Data under study Block Start

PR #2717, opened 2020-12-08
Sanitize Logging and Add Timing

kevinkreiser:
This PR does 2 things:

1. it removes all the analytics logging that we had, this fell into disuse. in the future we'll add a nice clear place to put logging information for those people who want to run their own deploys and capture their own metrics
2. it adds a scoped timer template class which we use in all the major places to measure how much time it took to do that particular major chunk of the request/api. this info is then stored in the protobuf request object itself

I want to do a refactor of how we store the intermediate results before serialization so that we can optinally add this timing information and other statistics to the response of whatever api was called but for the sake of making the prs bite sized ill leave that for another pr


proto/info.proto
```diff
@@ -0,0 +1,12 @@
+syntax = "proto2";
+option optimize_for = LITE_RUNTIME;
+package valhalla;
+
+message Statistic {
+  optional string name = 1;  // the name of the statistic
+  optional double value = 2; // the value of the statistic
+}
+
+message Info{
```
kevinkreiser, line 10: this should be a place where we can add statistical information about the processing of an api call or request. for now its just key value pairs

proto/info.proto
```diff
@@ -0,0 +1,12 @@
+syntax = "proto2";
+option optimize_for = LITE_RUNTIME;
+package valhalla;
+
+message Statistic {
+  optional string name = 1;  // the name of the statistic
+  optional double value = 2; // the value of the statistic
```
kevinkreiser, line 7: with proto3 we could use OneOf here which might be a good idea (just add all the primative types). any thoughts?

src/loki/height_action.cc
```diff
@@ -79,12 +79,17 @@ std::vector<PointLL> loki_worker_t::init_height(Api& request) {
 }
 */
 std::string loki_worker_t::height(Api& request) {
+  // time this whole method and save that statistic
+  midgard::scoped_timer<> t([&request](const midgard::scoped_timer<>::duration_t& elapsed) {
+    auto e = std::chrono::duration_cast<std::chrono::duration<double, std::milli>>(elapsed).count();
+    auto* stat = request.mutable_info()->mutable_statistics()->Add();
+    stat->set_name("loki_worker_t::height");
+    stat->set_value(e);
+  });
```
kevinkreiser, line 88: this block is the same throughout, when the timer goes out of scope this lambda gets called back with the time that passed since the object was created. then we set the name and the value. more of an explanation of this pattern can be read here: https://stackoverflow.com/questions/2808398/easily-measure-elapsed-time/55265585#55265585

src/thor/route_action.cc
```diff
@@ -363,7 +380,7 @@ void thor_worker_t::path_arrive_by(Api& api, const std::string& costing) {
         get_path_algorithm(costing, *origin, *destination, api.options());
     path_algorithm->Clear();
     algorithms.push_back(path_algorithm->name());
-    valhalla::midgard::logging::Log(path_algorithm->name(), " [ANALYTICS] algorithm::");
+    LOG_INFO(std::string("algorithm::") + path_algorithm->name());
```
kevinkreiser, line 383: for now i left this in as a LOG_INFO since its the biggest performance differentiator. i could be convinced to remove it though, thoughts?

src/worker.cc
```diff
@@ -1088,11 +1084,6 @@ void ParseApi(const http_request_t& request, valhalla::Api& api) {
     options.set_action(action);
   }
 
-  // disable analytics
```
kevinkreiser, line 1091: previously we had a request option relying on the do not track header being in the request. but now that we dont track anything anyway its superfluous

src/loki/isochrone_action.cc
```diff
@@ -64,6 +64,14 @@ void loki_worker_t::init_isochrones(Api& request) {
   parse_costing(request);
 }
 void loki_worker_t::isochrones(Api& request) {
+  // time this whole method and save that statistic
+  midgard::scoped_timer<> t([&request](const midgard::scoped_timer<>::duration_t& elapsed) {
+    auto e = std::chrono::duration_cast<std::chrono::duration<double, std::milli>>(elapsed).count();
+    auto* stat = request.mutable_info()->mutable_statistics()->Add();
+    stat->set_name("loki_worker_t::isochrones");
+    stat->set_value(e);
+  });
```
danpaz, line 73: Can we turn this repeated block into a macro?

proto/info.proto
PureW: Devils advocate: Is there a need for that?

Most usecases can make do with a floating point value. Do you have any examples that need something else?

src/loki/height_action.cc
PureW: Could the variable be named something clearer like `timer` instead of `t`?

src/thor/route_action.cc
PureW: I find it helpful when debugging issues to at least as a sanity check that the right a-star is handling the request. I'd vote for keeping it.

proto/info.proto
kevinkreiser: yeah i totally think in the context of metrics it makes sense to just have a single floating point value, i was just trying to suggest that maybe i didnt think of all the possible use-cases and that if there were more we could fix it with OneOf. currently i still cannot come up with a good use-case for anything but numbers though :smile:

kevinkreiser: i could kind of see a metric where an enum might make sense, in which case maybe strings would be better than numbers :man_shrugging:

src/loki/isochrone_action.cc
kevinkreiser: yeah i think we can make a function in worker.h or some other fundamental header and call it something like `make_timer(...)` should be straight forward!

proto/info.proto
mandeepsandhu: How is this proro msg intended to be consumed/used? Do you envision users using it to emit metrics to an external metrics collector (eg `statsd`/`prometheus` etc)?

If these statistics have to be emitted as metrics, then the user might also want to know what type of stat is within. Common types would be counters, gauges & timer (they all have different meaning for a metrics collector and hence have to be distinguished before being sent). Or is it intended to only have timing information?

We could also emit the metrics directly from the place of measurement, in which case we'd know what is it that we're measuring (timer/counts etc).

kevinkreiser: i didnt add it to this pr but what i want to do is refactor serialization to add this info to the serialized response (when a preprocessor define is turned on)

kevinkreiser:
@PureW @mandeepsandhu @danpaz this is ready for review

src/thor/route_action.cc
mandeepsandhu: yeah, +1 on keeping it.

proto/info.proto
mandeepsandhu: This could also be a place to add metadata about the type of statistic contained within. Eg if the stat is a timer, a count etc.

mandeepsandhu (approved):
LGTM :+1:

Data under study Block End

§ Work request: Return the opening line of the data and every line after it through the line containing "1. it removes", please, exactly as written and with nothing added.

§ Answer space:
PR #2717, opened 2020-12-08
Sanitize Logging and Add Timing

kevinkreiser:
This PR does 2 things:

1. it removes all the analytics logging that we had, this fell into disuse. in the future we'll add a nice clear place to put logging information for those people who want to run their own deploys and capture their own metrics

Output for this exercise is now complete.